HCA affected both the pulmonary (increase in mean pulmonary arterial pressure (MPAP) and pulmonary vascular resistance (PVR)) and systemic (increase in mean arterial pressure (MAP), decrease in systemic vascular resistance (SVR)) circulations. Although the renal perfusion remained unaffected by any type of acidosis, HCA increased carotid, portal, and, hence, total liver blood flow. MAC influenced the pulmonary circulation only (increase in MPAP and PVR). Both MAC and HCA reduced the stroke volume, which was compensated for by an increase in heart rate to maintain (MAC), or even increase (HCA), the cardiac output. The right ventricular stroke work per minute was increased by both MAC and HCA; however, the left ventricular stroke work was increased by HCA only. In vitro, the trabeculae from the control pigs and pigs with acidosis showed similar contraction force and action-potential duration (APD).

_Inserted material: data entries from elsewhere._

PR #134, opened 2020-10-05
40/indicate rooms are locked

user512:
Add icon to indicate rooms are locked or user has already entered correct access code.

I was trying to setup CSS Pseudo-elements so we can relies on classes instead of <i> tag to show icons but can't get it setup.
I was following this guide: https://fontawesome.com/how-to-use/on-the-web/using-with/sass

### DIFF
--- a/convene-web/app/views/workspaces/_room_card.html.erb
+++ b/convene-web/app/views/workspaces/_room_card.html.erb
@@ -2,17 +2,16 @@
   <header>
     <h3><%= room.name %></h3>
     <%- if room.locked? %>
-      <i class="fas fa-lock"></i>
+      <span class="fas fa-lock"></span>
     <%- end %>
     <%- if room.locked? && room.enterable?(current_access_code) %>
-      <i class="ml-2 fas fa-key"></i>
+      <span class="ml-2 fas fa-key"></span>
     <%- end %>
   </header>
   <footer>
     <div class="room-door_enter">
       <%= link_to workspace_room_path(room.workspace, room) do %>
-        <i class="fas fa-phone-alt"></i>
-        <span>Enter Room</span>
+        <span class="icon-solid phone-alt-icon">Enter Room</span>
       <% end %>
     </div>
   </footer>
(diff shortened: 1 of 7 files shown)


zspencer:
@user512  I think this is good enough. We pushed hard to get to a situation where we didn't need extra elements... And I don't think we can get there without someone who is a bit more of a CSS wizard than us.

That said, do you think you could maybe pull the `fas-locked` and similar into the SASS so that the HTML looks like:




```
<header>
    <h3><%= room.name %></h3>
    <%- if room.locked? %>
      <i class="locked-indicator"></i>
    <%- end %>
    <%- if room.locked? && room.enterable?(current_access_code) %>
      <i class="has-key-indicator"></i>
    <%- end %>
  </header>
  <footer>
    <div class="room-door_enter">
      <%= link_to workspace_room_path(room.workspace, room) do %>
        <i></i> <!-- targetable by the css selector `.room-door_enter i` -->
        <span>Enter Room</span>
      <% end %>
    </div>
  </footer>
```

This leaves us affordances for people being able to change the icons for their spaces pure CSS.

zspencer (approved):
Once CI passes, I think this is good to merge!

convene-web/app/views/workspaces/_room_card.html.erb
```diff
@@ -2,17 +2,16 @@
...
-      <i class="ml-2 fas fa-key"></i>
+      <span class="ml-2 fas fa-key"></span>
     <%- end %>
   </header>
   <footer>
     <div class="room-door_enter">
       <%= link_to workspace_room_path(room.workspace, room) do %>
-        <i class="fas fa-phone-alt"></i>
-        <span>Enter Room</span>
+        <span class="icon-solid phone-alt-icon">Enter Room</span>
```
user512, line 14: Follow [naming convention from Font Awesome](https://fontawesome.com/icons/phone-alt?style=solid), so it's named as `phone-alt`.

convene-web/app/views/workspaces/_room_card.html.erb
```diff
@@ -2,17 +2,16 @@
   <header>
     <h3><%= room.name %></h3>
     <%- if room.locked? %>
-      <i class="fas fa-lock"></i>
+      <span class="fas fa-lock"></span>
     <%- end %>
     <%- if room.locked? && room.enterable?(current_access_code) %>
-      <i class="ml-2 fas fa-key"></i>
+      <span class="ml-2 fas fa-key"></span>
```
user512, line 8: Haven't figured out how to move this two icons into pseudo selector.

Perfusion with an acidic solution decreased the contraction force, whereas APD was not influenced.

Conclusions

MAC preferentially affects the pulmonary circulation, whereas HCA affects the pulmonary, systemic, and regional circulations. The cardiac contractile function was reduced, but the cardiac output was maintained (MAC), or even increased (HCA). The increased ventricular stroke work per minute revealed an increased work demand placed by acidosis on the heart.